Entangling Worlds – Approaches on Ecofeminism, Cohabitation and Queer Ecology

Lecturer: Anja Lückenkemper

How can we overcome the dichotomies between human and non-human entities, between natural and cultural spheres, between a living and a non-living world? How can we emphasizes the importance of emotional and relational connections, promoting a sense of intimacy, respect, and care for the natural world?

A thinking along the lines of ecofeminism and queer ecology helps us to challenge dominant narratives and power structures that govern our relationship with the natural world. Applying feminist and queer methodologies, both approaches share a concern for ethical relationships with the environment: emphasizing care ethics, highlighting the need for nurturing and sustainable connections with nature, as well as highlighting the need for intersectional approaches to environmental justice struggles.
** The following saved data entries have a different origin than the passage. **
PR #245, opened 2022-09-20
Changed exported icons to a const Map type.

twobitunicorn:
I was working on something using SvgIcon and was having an issue with the explicit  `any` type.  Replaced it with a `Map<{path:string, viewBox?:string}>` type.


endigo9740:
Hey @twobitunicorn thanks for the submission. I might advise you give our contribution guidelines a look before additional submissions:

We ask that as a courtesy that folks give contributors a heads up when making non-trivial changes. That can be a GitHub issue, reach out on Discord, or even send a draft PR early to stake claim on a task.

A few things to note per this component in particular:

1. This component is currently unlisted in our docs, which means it's not intended for public consumption yet. We should make that more clear, so that's on us!
2. This one is very much a work in progress. We like to test internally, typically on our docs site. When it reaches a stability point we'll document and announce it in a proper release.
3. We're anticipating some changes to be made for this component, potentially a major refactor, which means major breaking issue that would affect anyone using it.

Mainly I just want you aware that either the component may update drastically or perhaps even be discontinued and removed. In either case if this is something you rely on in a production environment I highly advise rolling your own version. Perhaps cloned from ours with your required changes for now?

I'm going to deny this for now. However, I do encourage you to send more details on why you made the change. It's not immediately clear where the failure was prior. We can definitely take this into consideration going forward!

Hope that makes sense. Please reach out if I can clarify anything!

Thanks,
Chris

twobitunicorn:
@endigo9740 Fair enough!  I wanted to checkout how the icons looked on my site and copied over the icon code into my project.  The `any` was getting picked up by the linter and I changed it to the `Map` type to give it some solid typing that typescript can work with.  As it was late, and I was on a roll, I just carried over those changes and created the PR.  You are totally right though, unsolicited so my apologies.

I have been using the approach of `@steeze-ui/svelte-icon` in other projects and have liked that the icons are full fledged objects instead of strings that may or may not exist at runtime.

Thanks again, looking forward to the next release!

endigo9740:
Ok I'll take note of that! I'll also take a look at the icon library you mentioned. Our goal with Skeleton is to keep it icon agnostic, that way people can use whatever solution they need or want. So that useful information.

Thanks for sharing!

PR #246, opened 2022-09-20
Spelling (compoonent --> component) DocsSidebar.svelte

twobitunicorn:


endigo9740:
@twobitunicorn good catch, thanks. What a silly typo too hehe :)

Entangling Worlds – Approaches on Ecofeminism, Cohabitation and Queer Ecology invites and challenges us – as a group – to reinvent our understanding of nature in the light of queer and feminist theories. Based on exercises, as well as theoretic and artistic inputs this practice-based workshop will explore and attempt new ways of thinking about our relationship with nature and biology. Together we will speculate on queering of nature as a new form of relationality based on kinship and fluidity, instead of domination and destruction.

 

Anja Lückenkemper is an independent curator, researcher, and writer based in Berlin. Her practice focuses on an analysis of the present in its historical and global embedding, with a special interest in the construction of knowledge and knowl­edge production. 2016/17 she was artistic director at Kunstverein Göttingen. Anja has worked in non-institutional contexts, as well as for art institutions such as Kunstverein Munich, KW Institut for Contemporary Art, Berlin Biennial, daad Gallery Berlin and Kuns­thalle Osnabrück. Additionally, she is a is a doctoral researcher at the Zurich University of the Arts & University of Reading, looking at critical ecologies.